同じような系統では、22-20sLittle Barrie, The White Stripesなどが挙げられると思うが、その中でも彼らはフォーキーで乾いた曲が印象的だ。そして、何よりもソング・ライティングのセンスが光る。先に挙げたアーティストはライブで100%、120%の力を発揮するが、音源という限られたスペースでは少し物足りなさを感じる。しかし、BRMCにはメロディーだけでリスナーをノらせるメロディー・メイカーとしての一面がある。

今回の『Howl』でもっともその能力を感じたのは[12]の”Sympathetic Noose”。スチール弦をカッティングする音に丸いベースが絡み、そこに気だるく甘い色気のあるヴォーカルがのる。ゆったりと歩くような早さで”雲のベッド”へと導いてくれる。そうこの曲のサビの部分は、雲でできたベッドに揺られているような感覚を与えてくれる。フワフワと徐々に上昇していくような、目を閉じて力を抜くと一瞬夢の世界かと錯覚するような、そういう浮遊感がある。

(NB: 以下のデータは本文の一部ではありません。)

PR #1376, opened 2022-01-06
feat(compiler): CSS modules support

chaance:
⚠️ **NOTE:** This is a draft WIP, not ready for review or merging ⚠️

In its current state, CSS modules are compiled into a stylesheet that gets loaded via `<Links />` before all other links. This is enabled with `unstable_cssModules` in the Remix config.

This is currently working in the gists app, but there is an issue in dev mode with the watch script so the asset gets lost in the manifest after a rebuild.

### DIFF
--- a/packages/remix-dev/compiler.ts
+++ b/packages/remix-dev/compiler.ts
@@ -11,6 +11,7 @@ import type { RemixConfig } from "./config";
 import { readConfig } from "./config";
 import { warnOnce } from "./warnings";
 import type { AssetsManifest } from "./compiler/assets";
+import type { RootAssets } from "./compiler/assets";
 import { createAssetsManifest } from "./compiler/assets";
 import { getAppDependencies } from "./compiler/dependencies";
 import { loaders } from "./compiler/loaders";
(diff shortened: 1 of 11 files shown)


packages/remix-dev/compiler.ts
```diff
@@ -1,4 +1,4 @@
-import { promises as fsp } from "fs";
+import * as fse from "fs-extra";
```
chaance, line 1: Note: this change isn't necessary anymore since I moved the plugin into a separate file. Not using anything from `fs-extra` in this file.

sergiodxa:
> ⚠️ **NOTE:** This is a draft WIP, not ready for review or merging ⚠️

CB717D43-D284-4365-A670-525E1F71A08D

fixtures/gists-app/app/components/Counter.js
```diff
@@ -1,9 +1,14 @@
 import { useState } from "react";
+import styles from "./Counter.module.css";
```
sergiodxa, line 2: Is this decomposable? Could I do `import { button } from "./Counter.module.css"`

packages/remix-dev/package.json
```diff
@@ -17,12 +17,15 @@
   "dependencies": {
     "cacache": "^15.0.5",
     "chokidar": "^3.5.1",
+    "css-tree": "^2.0.4",
```
chaance, line 20: Note: we may not need this afterall, but I'm going to experiment with using the AST to update relative URLs used in CSS. If it's not too much complexity I think we should support that.

fixtures/gists-app/app/components/Counter.js
chaance: Yes. All I'm doing is resolving this import as a JSON module that maps the object key to the hashed classname, so it'll work just like any other object import.

chaance:
Closing this as we've made some significant changes that will be dealt with in a separate PR. Related discussion here: https://github.com/remix-run/remix/discussions/2214

PR #1381, opened 2022-01-06
Ra/multiple forms one route

royanger:
Created a simple example of using multiple forms in one route.


kentcdodds (changes requested):
Thanks for taking the time on this! I'm sorry I didn't see it earlier, but we do have a multiple forms on one route example. If you'd like to improve it in any way, please do: https://github.com/remix-run/remix/tree/main/examples/multiple-forms

Thank you!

その一番の原因は、サビの部分にだけ挿入されているオルタネイト・ピッキングによるギター(たぶん)の昇って行くようなメロディーによるところが大きいだろう。ドリーミーな部分はキーボードとヴォーカルの声が担っていて、その二つが合わさると”雲のベッド”と感じるのかも知れない。

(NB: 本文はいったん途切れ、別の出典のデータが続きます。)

PR #2587, opened 2022-04-01
refactor(remix-dev): `migrate` command instead of `codemod`

pcattori:
"codemod" and "transform" both correspond to changing source code (i.e. `.js`,`.jsx`,`.ts`,`.tsx`) whereas we want to also change app dependencies, config, etc... more apt terms are "migrate" and "migration".

Also, `replace-remix-imports` is a more apt name than `update-remix-imports`.
Also, using a flag (`-m`/`--migration`) borrows from the `jscodeshift` conventions and gives the CLI the ability to accept a project directory path without a migration, which will then prompt the user to interactively pick a migration.

Before:
```sh
npx @remix-run/dev codemod [TRANSFORM] [path/to/project]
```

After
```sh
npx @remix-run/dev migrate [-m/--migration MIGRATION] [path/to/project]
```

Closes: #

- [ ] Docs
- [ ] Tests


packages/remix-dev/cli/migrate/questions.ts
```diff
@@ -1,29 +1,29 @@
...
 
 export type Answers = {
   projectDir: string;
-  transform: string;
+  migration: string;
 };
 
 type QuestionsArgs = {
-  input: { projectDir: string; transform: string };
+  input: { projectDir: string; migration?: string };
```
MichaelDeBoey, line 11: Should have done this in my PR, but `projectDir` is optional too.

```suggestion
  input: { projectDir?: string; migration?: string };
```

packages/remix-dev/cli/migrate/run/index.ts
```diff
@@ -1,24 +1,24 @@
...
 import { updateRemixImports } from "./transforms";
 import { validateAnswers } from "./validate-answers";
 
 const transformFunctionByName: Record<
-  typeof transformOptions[number]["value"],
+  typeof migrationOptions[number]["value"],
   Transform
 > = {
-  "update-remix-imports": updateRemixImports,
+  "replace-remix-imports": updateRemixImports,
```
MichaelDeBoey, line 11: Probably a good idea to rename `updateRemixImports` to `replaceRemixImports` as well?

rollup.config.js
```diff
@@ -219,10 +219,10 @@ function remixDev() {
     },
     {
       external: (id) => isBareModuleId(id),
-      input: [`${sourceDir}/cli/codemod/run/transforms/index.ts`],
+      input: [`${sourceDir}/cli/migrate/run/transforms/index.ts`],
       output: {
-        banner: createBanner("@remix-run/codemod", version),
-        dir: `${outputDir}/cli/codemod/run/transforms`,
+        banner: createBanner("@remix-run/migrate", version),
```
MichaelDeBoey, line 224: This should have been done in my PR as well.
Probably an oversight when copy/pasting the config I had for the separate package 🙈

```suggestion
        banner: createBanner("@remix-run/dev", version),
```

MichaelDeBoey (changes requested):

packages/remix-dev/cli/migrate/run/index.ts
pcattori: Right now I just wanted to update the user-facing stuff. Will put up another PR later with some more refactoring to internals including this sort of internal renaming^.

packages/remix-dev/cli/migrate/questions.ts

MySpace.comで試聴できる二曲だけしか聴いていなかったので少し驚いたのだが、アッパーな曲はこの二つと5曲目の”Still Suspicion Holds you Tight”くらいで、基本的には穏やかな曲がメインなのだ。それは、この三枚目のアルバム制作中にドラマーのニック・ジャーゴが一時的に脱退しており、その間に書いたアコースティックな曲が多くを占めているからかもしれない。

それと、前のアルバム『Take Them On, On Your Own』から今回の作品の間にメンバーの離脱、レコード会社(Vergin)との決別というヘビーな状況を経験し、抜け出したことによって再出発、ルーツ・ミュージックへの回帰という気持ちが強く表れた結果なのかもしれない。

雑誌のインタビューにも今回のアルバムについてこう答えている。

家の裏手で演奏しているようなサウンドにしたいなっていうこと。気がついたら周りに住んでる人が集まってきて、みんなで一緒にやってる、っていうような。(rockin'on 10月号より)

最後に、同じ雑誌のインタビューから、「自分たちの信念を貫きながら、コマーシャルな成果を上げていくことは可能だと思うか?」という質問に対する答えを抜粋しておく。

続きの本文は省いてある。